Your employer’s tracking software is quietly feeding your private data to Google, Microsoft and Meta, study finds

The app your employer uses to track attendance, productivity or work hours could also be sending your data to tech giants like Google, Meta and Microsoft. A new study has found that these workplace monitoring apps, often referred to as “bossware”, are also sharing employee data with digital advertising platforms and data brokers.

The research, conducted by researchers from Columbia Law School, Northeastern University, Vanderbilt University and University of California, Berkeley, examined nine widely used “bossware” platforms, including Hubstaff, Time Doctor and Deputy. These apps allow employers to track employee activity such as work hours, screenshots, keyboard and mouse usage, location data, app activity and other productivity metrics.

“The striking piece of this study is that every single platform, nine of nine bossware companies, shared worker data with outside companies,” Stephanie Nguyen told The Verge

What data were bossware apps sharing?

Researchers created worker and manager accounts on these services and then went on to analyse how data moved through these apps.

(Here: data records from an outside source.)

PR #1656, opened 2023-10-12
Add handle to /users put

0xemc:
## Description

"Handle" attribute was missing from /users PUT schema but was expected by EditProfile component.

- increments API version
- adds attribute to request and response


carbonmark/lib/constants.ts
```diff
@@ -149,3 +150,5 @@ export const urls = {
 export const DEFAULT_NETWORK = config.networks[ENVIRONMENT] as
   | "mainnet"
   | "testnet";
+
+console.log(config.urls.api[ENVIRONMENT]);
```
Atmosfearful, line 154: ✂️

carbonmark/lib/constants.ts
```diff
@@ -52,6 +52,7 @@ export const ENVIRONMENT: Environment =
     preview: IS_PREVIEW,
   }).first() ?? "preview";
 
+console.log(process.env.NEXT_PUBLIC_CARBONMARK_API_URL);
```
Atmosfearful, line 55: ✂️

carbonmark/.generated/carbonmark-api.schema.ts
```diff
@@ -12,7 +12,7 @@ export default {
       "name": "MIT",
       "url": "https://github.com/KlimaDAO/klimadao/blob/main/LICENSE"
     },
-    "version": "2.0.0-6"
+    "version": "2.0.0-8"
```
Atmosfearful, line 15: how were you able to generate this if v2.0.0-8 does not have a release yet?

This is why the build fails i assume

They found that all nine workplace apps shared personal worker data like names, email addresses and company details with third parties. The researchers found 121 instances where worker data was shared with external companies including Facebook, Google, Microsoft and AppLovin.

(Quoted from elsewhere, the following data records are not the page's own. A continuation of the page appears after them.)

PR #1693, opened 2023-10-17
fetchIsNewHandle to use response status instead of error message

0xemc:
## Description

`fetchIsNewHandle` was using the error message returned rather than the error status. 

* Added FetchError
*Check for error status 404 instead of string compare

### DIFF
--- a/carbonmark/lib/api/client.ts
+++ b/carbonmark/lib/api/client.ts
@@ -12,11 +12,24 @@ export const client = createClient<NormalizeOAS<typeof schema>>({
     // If the status code is not in the range 200-299,
     // we still try to parse and throw it.
     if (!res.ok) {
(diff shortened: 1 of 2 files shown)


carbonmark/lib/api/client.ts
```diff
@@ -12,11 +12,24 @@ export const client = createClient<NormalizeOAS<typeof schema>>({
...
+      throw new FetchError((await res.json()).message, res.status);
     }
 
     return res;
   },
 });
+/** Extend Error to allow network status to be returned */
+class FetchError extends Error {
+  constructor(
+    public message: string,
```
Atmosfearful, line 24: neat never seen this property assignment shorthand before

Atmosfearful (approved):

The researchers also found that these apps transmitted sensitive details like IP addresses, device information and websites visited to 145 third-party companies, which include Facebook, Google, LinkedIn, Bing and Yandex.

“Bossware platforms have adopted the same business model as much of the consumer internet: collect as much data as possible, retain it indefinitely, and repurpose it in ways workers neither expect nor meaningfully consent to,” the researchers warn.

They also note that these companies subsequently monetise employee data by taking note of details like when an app is used or what network a device is connected to in order to make further inferences about an employee’s habits, engagement or intent to look for another job.

The report also found that a third of the tested workplace monitoring platforms had the ability to track workers’ precise location even when the app was running in the background or potentially when the worker was off the clock.

Researchers note that the workplace should not become another frontier for “unchecked surveillance and data extraction.”

“Banning the sharing and selling of workplace data now is critical to avoid locking in practices that undermine worker privacy, autonomy and economic security,” the report notes.

“Workers typically lack the ability to meaningfully refuse surveillance, to switch employers, or to stop using an employer-issued surveillance platform without risking their jobs and livelihoods.”